Il prelato ha poi sottolineato alcuni aspetti delle fondazioni che, dopo 30 anni di lavoro, “sono diventate non solo un luogo di finanziamento ma anche di scambio di esperienze” e per questo “realizzano corsi di formazione per la gente che lavora sul posto, insegnando loro a preparare progetti”.
Durante la conversazione, il segretario del Cor Unum ha spiegato che la filosofia di entrambe le fondazioni è quella di realizzare progetti comunitari e non di tipo personale. In alcuni casi, ha precisato, il denaro viene dato in prestito in modo che torni a poco a poco alla fondazione, perché sia così funzionale a nuovi progetti.
Tra quelli che ha più apprezzato, monsignor Dal Toso ha spiegato che “ve n’è stato uno per l’inserimento professionale di 91 giovani con ritardi mentali. Ve ne sono comunque di assai importanti, come quelli per l’irrigazione a goccia, la realizzazione di pozzi, e molti altri per la formazione della donna, in particolare in Africa”.
Ha poi ricordato la realizzazione di “un banco alimentare costato di 100mila dollari” e, ad Arequipa, in Perù, “un corso per l’inserimento nel mondo del lavoro per madri con figli sotto i cinque anni”. Dal Toso ha riconosciuto che i costi, nei paesi in via di sviluppo sono assai più bassi, al punto che “ho visto la costruzione di una scuola con soli 5 milioni di euro”.
In conclusione Dal Toso ha ricordato che nei progetti di cooperazione è necessario tenere viva l’idea della promozione integrale che è il grande problema degli aiuti umanitari. “La domanda non è solamente quanto aiuto si da, ma come e quanto i progetti promuovono la libertà della persona”.
La Chiesa intende sviluppare sempre la centralità della persona, il che significa che intende promuovere tutte le dimensioni della libertà in maniera che le persone possano decidere in maniera responsabile.
Superando i modelli degli anni Settanta i quali proponevano di soddisfare solo le necessità materiali, senza tener conto di quelle culturali, oggi si privilegia l’idea di uno sviluppo integrale.

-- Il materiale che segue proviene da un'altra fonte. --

PR #418, opened 2020-05-01
fix datastore javadoc checkstyle

drochetti:
small PR to fix a checkstyle violation in master.

I'm not sure my docs are 100% accurate but my main goal is to get a green build. Follow up with improvements will be more than welcome. :)

### DIFF
--- a/aws-datastore/src/main/java/com/amplifyframework/datastore/DataStoreConfigurationProvider.java
+++ b/aws-datastore/src/main/java/com/amplifyframework/datastore/DataStoreConfigurationProvider.java
@@ -16,7 +16,7 @@
 package com.amplifyframework.datastore;
 
 /**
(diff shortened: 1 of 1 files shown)


aws-datastore/src/main/java/com/amplifyframework/datastore/DataStoreConfigurationProvider.java
```diff
@@ -15,6 +15,18 @@
 
 package com.amplifyframework.datastore;
 
+/**
+ * Implementations of this interface should provide access to a <code>DataStoreConfiguration</code>
```
raphkim, line 19: instead of `<code>DataStoreConfiguration</code>`, there is `{@link DataStoreConfiguration}` :)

Per quanto riguarda la situazione in Siria, monsignor Dal Toso ha ricordato che “per volontà di Papa Francesco, oggi Cor Unum sta dando priorità alla Siria e la presenza della Chiesa si realizza attraverso l’assistenza e la promozione dei diritti umani”.
Il prelato ha ricordato che lo sforzo della Chiesa in queste zone è grande in termini di “persone e di aiuto”, con un importante lavoro di coordinamento.
L’aiuto è tale che copre gran parte del territorio siriano, anche se ci sono parti con tante limitazioni e materiali che scarseggiano. Il coordinamento è organizzato insieme al Jesuit Refugee Service, che svolge un’attività su base capillare.
Interessante notare che nella riunione con i Vescovi della Regione che si è tenuta a Beirut lo scorso 6 dicembre, molti hanno detto che “le persone si rivolgono alla Chiesa cattolica perché sanno dove andare”. Questo accade perché “capiscono che il vescovo è anche un padre”.